Gil Rosenthal and coauthors studied the release system of male pheromones in the Sheepshead swordtail (Xiphophorus birchmanni), and found that male fish released pheromones in their urine, achieving spatial and temporal control in their release previously not thought possible in fish.

Pheromones are chemical messengers involved in a wide variety of social interactions (including mating), and fish pheromones are thought to be passively released, given that almost all fishes lack specialized scent glands or scent-marking behaviours.

The authors used intraperitoneal fluorescein dye injections to visualise pulsed urine release in the male swordtails, and then conducted a series of experiments to study the mechanics of urine release and its effects on females.

They first studied the effects of male urine on females by presenting female swordtails with three chemical cues in a Y-maze apparatus: 1) male urine collected during the fluorescein treatment, 2) "male water" that had housed males for three hours (containing urine and any other secretions), and 3) carbon-filtered water as a negative control. 

The authors found that female fish preferred both male urine and "male water" over the control, indicating the presence of pheromones in the male urine.

The authors then monitored male urination patterns in the presence and absence of females to determine whether males urinate more often in close proximity to females.  They placed a male fish in an observation tank that had been marked into quadrants, and presented it with five female fish (or none at all) placed in a stimulus tank that abutted the observation tank.  The number of times the male urinated and the length of time it spent in the quadrant closest to the stimulus tank were recorded and analysed.

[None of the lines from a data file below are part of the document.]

PR #7, opened 2020-07-06
packaging: only install tests when asked

kousu:
This uses "extras_require" to only install tests for testing, and not for end-user usage.

### DIFF
--- a/setup.py
+++ b/setup.py
@@ -11,7 +11,7 @@ with open(path.join(here, "README.md"), encoding="utf-8") as f:
 
 setup(
     name="shimmingtoolbox",
-    python_requires=">=3.7",
+    python_requires=">=3.6",
     version=shimmingtoolbox.__version__,
     description="Code for performing real-time shimming using external MRI shim coils",
     long_description=long_description,
--- a/setup.py
+++ b/setup.py
@@ -9,11 +9,6 @@ here = path.abspath(path.dirname(__file__))
 with open(path.join(here, "README.md"), encoding="utf-8") as f:
     long_description = f.read()
 
-req_path = path.join(here, "requirements.txt")
-with open(req_path, "r") as f:
-    install_reqs = f.read().strip()
-    install_reqs = install_reqs.split("\n")
-
 setup(
     name="shimmingtoolbox",
     python_requires=">=3.7",
@@ -25,6 +20,10 @@ setup(
     author_email="neuropoly@googlegroups.com",
     keywords="",
     packages=find_packages(exclude=["contrib", "docs", "tests"]),
-    install_requires=install_reqs,
-    package_dir={"shimmingtoolbox": "shimmingtoolbox"},
+    install_requires=[
+        #"numpy~=1.16.0",
+    ],
+    extras_require={
+        'testing': ["pytest~=4.6.3", "pytest-cov~=2.5.1"]
+    },
 )
--- a/.gitignore
+++ b/.gitignore
@@ -5,6 +5,7 @@
 .pytest_cache/
 .ipynb_checkpoints/
 .vscode/
+*.pyc
 
 # OS-related files/folders
 __MACOSX/
--- a/.travis.yml
+++ b/.travis.yml
@@ -5,7 +5,7 @@ python:
 # command to install dependencies
 install:
   - echo "Installation of the repository"
-  - pip install -e .
+  - pip install -e .[testing]
   - pip install python-coveralls  # Add me to install python-coveralls
 # command to run tests
 script:
--- a/README.md
+++ b/README.md
@@ -2,3 +2,30 @@
 [![Build Status](https://travis-ci.com/shimming-toolbox/shimming-toolbox-py.svg?branch=master)](https://travis-ci.com/shimming-toolbox/shimming-toolbox-py)
 
 Code for performing real-time shimming using external MRI shim coils
+
+## Installation
+
+```
+$ pip install shimmingtoolbox@git+https://github.com/shimming-toolbox/shimming-toolbox-py
+```
+
+Depending on your system, you may need to prefix this command with `sudo` (for a global install),
+or write it with `install --user` (for a user-local install) in order to be allowed to install it.
+
+## Development
+
+To set up a development environment, make sure python is installed, then run
+
+```
+$ pip install -e ".[testing]"
+```
+
+This will add the project folder to your python path and install the necessary dependencies to run tests.
+
+To run tests manually, do
+
+```
+$ pytest
+```
+
+See https://docs.pytest.org/ for more options.
--- a/requirements.txt
+++ b/requirements.txt
@@ -1,3 +1,0 @@
-pytest==4.6.3
-pytest-cov==2.5.1
-


setup.py
```diff
@@ -9,14 +9,9 @@
...
 
-req_path = path.join(here, "requirements.txt")
-with open(req_path, "r") as f:
-    install_reqs = f.read().strip()
-    install_reqs = install_reqs.split("\n")
-
 setup(
     name="shimmingtoolbox",
-    python_requires=">=3.7",
+    python_requires=">=3.6",
```
mathieuboudreau, line 14: Have you folks internally discussed which python version you want to start developing this package for? In AxonDeepSeg we've recently just transitioned from Python 3.6 to 3.7, and if you recommend users to use conda virtual environments then it's really not an issue to move ahead in version number.

mathieuboudreau:
I tried the command `pip install -e .[testing]`, however got an error because I'm running on a ZSH shell (and not bash). FYI: All new Mac OS versions are using ZSH, so this'll be a recurring issue moving forward.

```bash
(st_7) mathieuboudreau@mathieu shimming-toolbox-py % pip install -e .[testing]
zsh: no matches found: .[testing]
```

The command required to work was `pip install -e ."[testing]"

mathieuboudreau (changes requested):
Personally for projects where most users are the developers (e.g. axondeepseg, and this project for the start), I prefer having the packages required for testing installed by default as 1) it encourage devs to write & run tests and 2) it's quicker to make users run the tests to debug when they encounter issues. However I'm not supper attached to it, all I'd recommend here is you at least write in the readme or wiki some instructions for developers vs users on how to install the software (i.e. `pip install -e ."[testing]"` vs `pip install -e `. Also see my two other comments. Once I get responses/confirmations I'll approve.

mathieuboudreau (approved):

setup.py
gab-berest: During the little formation, we tried to avoid conda and made them install 3.8, but I don't think we discussed it. It should be discussed since it will impact (a little bit) on portability. However, I know that 3.6 is used a lot in the Python community

kousu:
> > The other(?) blessed method is to use tox's `deps` option: [pypa/setuptools#931](https://github.com/pypa/setuptools/issues/931)
> 
> tox maintainer here. deps is not per se blessed for this. In the modern days should probably only be used to specify application dependencies, IMHO should be left empty for libraries shrug

I appreciate the attention, @gaborbernat. Thank you for dropping into our project in your spare time to help us out. It's hard to start a new package with the best practices in the process of shifting. It's sort of confusing because my original patch had

```
setup(
...
    tests_require=[
       "pytest",
    ],
...
```

but that warned me

```
$ python3 setup.py test
running test
WARNING: Testing via this command is deprecated and will be removed in a future version. Users looking for a generic test entry point independent of test runner are encouraged to use tox.
```

which led me to https://github.com/pypa/setuptools/pull/1878/files (which [added that](https://github.com/jdufresne/setuptools/blob/cd84510713ada48bf33d4efa749c2952e3fc1a49/setuptools/command/test.py) warning) which [led](https://github.com/pypa/setuptools/pull/1878#issuecomment-544987531) me [to](https://github.com/pypa/setuptools/issues/1684) find https://github.com/pypa/setuptools/issues/931, a long thread where pganssle and jaraco repeat multiple times that `tox` is the thing to use, that you can and should use it to ["do what `setup.py test` _should_ do"](https://github.com/pypa/setuptools/issues/931#issuecomment-508312175).

I concluded that `tox` is the blessed solution because it's recommended on the command line and by some of PyPA's core devs. Do you think it is always a mistake to use `tox` as a shorthand for handling test-only dependencies? Are your PyPA team-members confused?

But [this comment](https://github.com/pypa/setuptools/issues/1684#issuecomment-648441338) from jaraco also recommends the `extras_requires`, which seems to work for me (except as @mathieuboudreau points out, that method has a stumbling block on the most recent macOS :face_with_head_bandage: ).

kousu:
> I tried the command `pip install -e .[testing]`, however got an error because I'm running on a ZSH shell (and not bash). FYI: All new Mac OS versions are using ZSH, so this'll be a recurring issue moving forward.
> 
> ```shell
> (st_7) mathieuboudreau@mathieu shimming-toolbox-py % pip install -e .[testing]
> zsh: no matches found: .[testing]
> ```
> 
> The command required to work was `pip install -e ."[testing]"

That's an unfortunate surprise. I admit that gives me pause since so many people are on macOS. I wish computers would just get along with each other! I still want to do this because tests are optional dependencies and this is how python knows to express them.

setup.py
kousu: I am against developing for conda on the principle that it's a very specialized environment. Developing for stock cpython will make code that's portable to conda, but I don't think the reverse would be true, and I don't like building deep dependency trees. It's also not that hard to cover 3.6..3.9 in one codebase, there's no major syntax changes since 3.6, and we have [Travis](https://docs.travis-ci.com/user/build-matrix/) and/or [tox](https://tox.readthedocs.io/) to handle validating multiple versions.

But to be clear, I only bumped it backwards for my own convenience, because of the machine I happened to be working on had python3=python3.6.  We can scratch this change.

kousu:
I added some documentation @mathieuboudreau, how does it look to you? If you approve a second time, would you merge it?

mathieuboudreau:
@kousu the documentation looks great! I would actually recommend against suggesting the user use the `install --user` flag though - the behaviour of this flag is not always straightforward, and has caused me a gigantic headache in the past. (If I recall, anything installed there will override what you try to install in your active virtual environment). @jcohenadad have you encountered this behaviour too in the past? 

@kousu I know you said that you didn't cover venvs with the new devs yet, but I'd recommend using venvs over the user installation to get around sudo permissions. We have venv instructions in AxonDeepSeg that even completely inexperienced users were able to follow without any issue, and it works without needing sudo anywhere: 

* Installation of Miniconda: https://axondeepseg.readthedocs.io/en/latest/documentation.html#miniconda
* Creating and activate a conda venv for a specific Python version: https://axondeepseg.readthedocs.io/en/latest/documentation.html#virtual-environment

jcohenadad:
> @kousu the documentation looks great! Only minor point is that I would actually recommend against suggesting the user use the install --user flag though - the behaviour of this flag is not always straightforward, and has caused me a gigantic headache in the past. (If I recall, anything installed there will override what you try to install in your active virtual environment). @jcohenadad have you encountered this behaviour too in the past?

agreed about the headaches-- i just ran into this issue (again) 2h ago 😅 

also agreed about offering an "installation scenario" for minimally-experienced users. This is one of the  strength of miniconda.

setup.py
```diff
@@ -25,6 +20,10 @@
     author_email="neuropoly@googlegroups.com",
     keywords="",
     packages=find_packages(exclude=["contrib", "docs", "tests"]),
-    install_requires=install_reqs,
-    package_dir={"shimmingtoolbox": "shimmingtoolbox"},
+    install_requires=[
+        #"numpy~=1.16.0",
```
kousu, line 24: To be uncommented as soon as needed. I left this in as an example to get us started.

setup.py
gab-berest: I also think that working with Python 3.6 isn't a problem for the same reasons. I would keep it that way.

mathieuboudreau: Ok re:conda, it was just a suggestion! We've had better experience in AxonDeepSeg managing user experiences by requiring conda venvs, so I was just sharing our experience 🙂

mathieuboudreau: But as for making the code compatible for the 3.6 to 3.9 range - you should modify the Travis config file to test on all those versions if that's yoyr goal, otherwise some bugs might slip for users running Python 3.6 if some devs are using features only available for higher python versions.

mathieuboudreau:
The recent discussions, while important, I think are deviating from the original aim of this PR. So I'll merge and we can continue discussing in new issues if needed.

The authors finally used a digital video camera to record courtship interactions in X. birchmanni–X. malinche hybrids in the Río Calnali in México, and scored both total courtship time and the amount of time that males were positioned upstream of females.

The results indicated that the male swordtails target the release of their urine to maximise detection by females, having evolved sophisticated temporal and spatial control of pheromone release comparable to that found in terrestrial animals.  This was achieved by both substantially increasing their urination rate in the presence of females, and spending significantly more time upstream of the females (to ensure that their pheromones will be detected by females downstream).

For more information, see the paper: Rosenthal GG, JN Fitzsimmons, KU Woods, G Gerlach and HS Fisher (2011) Tactical release of a sexually-selected pheromone in a swordtail fish. PLoS ONE 6(2): e16994.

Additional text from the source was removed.